* _Task instructions_
Copy out each line below exactly as it appears.

=== Begin Enclosure ===

PR #729, opened 2021-11-25
Generate enum dictionaries for all extensions

kpet:
So that we can use them in vendor extensions. This also guarantees that
generation is always in order for vendor extensions.

Change-Id: I5708ad6b1e090678fccb6bb335e633081d6f58fb


bashbaug (approved):
LGTM.  It's nice to get rid of the "include anyway" messiness!

alycm (approved):
LGTM, I'll merge this now.

PR #735, opened 2021-12-06
C++ for OpenCL Documentation for Ternary Operator (?:)

Topotuna:
Since C++ and OpenCL C use diferent rules for ternary operator,
C++ for OpenCL has to adapt to those differences. The documentation
section is written that explains usage of ternary operator in C++
for OpenCL.

### DIFF
--- a/cxx4opencl/diff2openclc.txt
+++ b/cxx4opencl/diff2openclc.txt
@@ -129,6 +129,18 @@ label:  // invalid: jumping forward over declaration of n
    // ...
 ----------
 
+===== Ternary Selection Operator
+
+The ternary selection operator (`?:`) inherits its behaviour from both
+{cpp} and OpenCL C. It operates on three expressions
+`(exp1 ? exp2 : exp3)`. If all three expressions are scalar values,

=== End Enclosure ===

* _Your solution_
PR #729, opened 2021-11-25
Generate enum dictionaries for all extensions

kpet:
So that we can use them in vendor extensions. This also guarantees that
generation is always in order for vendor extensions.

Change-Id: I5708ad6b1e090678fccb6bb335e633081d6f58fb


bashbaug (approved):
LGTM.  It's nice to get rid of the "include anyway" messiness!

alycm (approved):
LGTM, I'll merge this now.

PR #735, opened 2021-12-06
C++ for OpenCL Documentation for Ternary Operator (?:)

Topotuna:
Since C++ and OpenCL C use diferent rules for ternary operator,
C++ for OpenCL has to adapt to those differences. The documentation
section is written that explains usage of ternary operator in C++
for OpenCL.

### DIFF
--- a/cxx4opencl/diff2openclc.txt
+++ b/cxx4opencl/diff2openclc.txt
@@ -129,6 +129,18 @@ label:  // invalid: jumping forward over declaration of n
    // ...
 ----------
 
+===== Ternary Selection Operator
+
+The ternary selection operator (`?:`) inherits its behaviour from both
+{cpp} and OpenCL C. It operates on three expressions
+`(exp1 ? exp2 : exp3)`. If all three expressions are scalar values,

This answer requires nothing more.